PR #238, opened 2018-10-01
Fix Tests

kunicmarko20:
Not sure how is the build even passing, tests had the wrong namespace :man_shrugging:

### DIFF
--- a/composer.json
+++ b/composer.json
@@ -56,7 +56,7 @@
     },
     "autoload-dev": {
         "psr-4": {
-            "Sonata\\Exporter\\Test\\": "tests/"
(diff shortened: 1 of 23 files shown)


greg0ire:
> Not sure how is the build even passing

######

### ACTION ITEM
From the data above, copy each line that holds "build".

### SOLVED EXERCISE
Not sure how is the build even passing, tests had the wrong namespace :man_shrugging:
> Not sure how is the build even passing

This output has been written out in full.